PR #26, opened 2020-08-22
Fix warnings in Dunfell OE build.

shruthi-ravi:
There are still a few warnings left that I haven't figured out. Pushing what I have.
@ni/rtos


recipes-connectivity/openssl/openssl_1.0.2o.bbappend
```diff
@@ -1,31 +0,0 @@
-FILESEXTRAPATHS_prepend := "${THISDIR}/files:"
-
-SRC_URI_remove = "file://debian/pic.patch"
```
amstewart, line 3: Do you know the rationale for dropping this OE file? Is this a change we need to carry forward into a new openssl `.bbappend`?

recipes-devtools/python/python_%.bbappend
```diff
@@ -1,5 +0,0 @@
-# we don't want python 2 to take precedence over the default python 3 because
-# it breaks salt if it gets installed from the feeds alongside python 3
-do_install_append () {
-	rm -f ${D}${bindir}/python
```
amstewart, line 4: This is fine.

Have you verified that `/usr/bin/python` evaluates to python3 on the images? The python links in OE are kind of odd and I wouldn't be surprise if a relatively simple change like this messes something up.

recipes-core/udev/udev/0001-ni-skip-kmod-for-wl12xx.patch
```diff
@@ -4,7 +4,7 @@ index 8551f47..ac8bb60 100644
 +++ b/rules/80-drivers.rules
 @@ -2,6 +2,9 @@
  
- ACTION=="remove", GOTO="drivers_end"
+ ACTION!="add", GOTO="drivers_end"
  
 +# skip kmod for wl12xx device to prevent 30s delay issues with 3.2 kernel
 +ENV{MODALIAS}=="platform:wl12xx", GOTO="drivers_end"
```
amstewart: I think this patch can be dropped, in its entirety, from the Dunfell release.

Also, you can close [this work item](https://dev.azure.com/ni/DevCentral/_workitems/edit/1066354) while you're at it. :)

recipes-core/coreutils/coreutils_8.%.bbappend
```diff
@@ -11,14 +11,16 @@ DEPENDS += "shadow-native pseudo-native niacctbase"
 RDEPENDS_${PN}-hostname += "niacctbase"
 
 # preserve existing behavior when installing base package
-RDEPENDS_${PN}_class-target += "\
```
amstewart, line 14: I think the way you're supposed to fix this error is by using something like
```bash
RDEPENDS_${PN}_class-target_append += ...
```
... or something like that. I might be mistaken, but I would like to preserve the `${PN}` semantic, if we can.

amstewart (changes requested):
Looks good overall. It's nice to see that we're able to drop so many `.patch`es!

recipes-connectivity/openssl/openssl_1.0.2o.bbappend
shruthi-ravi: Good question. The answer is likely? [This](https://github.com/ni/meta-nilrt/commit/46a320ade106e0744b1f42f244187448d1048188#diff-d12441f3749633acb88494958beb3909) is the commit that added the lines. [This](https://review-board.natinst.com/r/128139/) is the rb link describing the changes a little more. I guess NI-SSL is still a thing on Windows?

amstewart: I think so. We should probably keep this part of the .bbappend.

recipes-devtools/python/python_%.bbappend
shruthi-ravi: Verified that /usr/bin/python evaluates to python3. Python 3.8.

recipes-core/coreutils/coreutils_8.%.bbappend
shruthi-ravi: Tried that, but it didn't work. Take a look at the final comment from Richard Purdie in this [thread](https://patchwork.openembedded.org/patch/98957/) that might explain why.

amstewart: Ah; that's slightly annoying. Could you add a section to the bitbake wiki document with a link to that thread. I imagine this will come up many more times. :/

recipes-connectivity/openssl/openssl_1.0.2o.bbappend
shruthi-ravi: Kept the following line
`SRC_URI_remove = "file://debian/pic.patch"`
This patch is not in our files directory. So we wouldn't need this definition right?
`FILESEXTRAPATHS_prepend := "${THISDIR}/files:"`

recipes-core/udev/udev/0001-ni-skip-kmod-for-wl12xx.patch
shruthi-ravi: Done.

amstewart (changes requested):
> Though is old/deprecated/unmaintained

s/is/it is/
:)

recipes-connectivity/openssl/openssl_1.1.1g.bbappend
```diff
@@ -0,0 +1 @@
+SRC_URI_remove = "file://debian/pic.patch"
```
amstewart, line 8: Could you add a comment in this `.bbappend` which explains why we're removing this `.patch`. i think that would be easier than having our future selves dig back through the git log to rediscover the rationale.

amstewart (changes requested):

recipes-connectivity/openssl/openssl_1.0.2o.bbappend
amstewart: Correct; we don't need that `FILESEXTRAPATHS` assignment.

amstewart:
Looks good; pending the nits above.

recipes-connectivity/openssl/openssl_1.1.1g.bbappend
shruthi-ravi: Done.

shruthi-ravi:
I had updated the iproute2 version to 2.5 in another commit. I need to rebase this branch on top of those commits, which probably means another round of force pushes.

amstewart (approved):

_Activity_: Locate the word "more" in the records and collect each line it appears in.

_Your solution_:
shruthi-ravi: Good question. The answer is likely? [This](https://github.com/ni/meta-nilrt/commit/46a320ade106e0744b1f42f244187448d1048188#diff-d12441f3749633acb88494958beb3909) is the commit that added the lines. [This](https://review-board.natinst.com/r/128139/) is the rb link describing the changes a little more. I guess NI-SSL is still a thing on Windows?
amstewart: Ah; that's slightly annoying. Could you add a section to the bitbake wiki document with a link to that thread. I imagine this will come up many more times. :/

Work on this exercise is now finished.